### Given entries
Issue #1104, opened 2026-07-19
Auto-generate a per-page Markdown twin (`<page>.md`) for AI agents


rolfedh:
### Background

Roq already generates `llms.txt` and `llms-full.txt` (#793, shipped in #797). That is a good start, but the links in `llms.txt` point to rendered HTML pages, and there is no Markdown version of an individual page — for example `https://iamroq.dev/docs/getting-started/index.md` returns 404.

### Problem details
Only the lines from the line with "### Background" to the final line of the entries are to be returned, each exactly as written, both ends included.

### Task solution
### Background

Roq already generates `llms.txt` and `llms-full.txt` (#793, shipped in #797). That is a good start, but the links in `llms.txt` point to rendered HTML pages, and there is no Markdown version of an individual page — for example `https://iamroq.dev/docs/getting-started/index.md` returns 404.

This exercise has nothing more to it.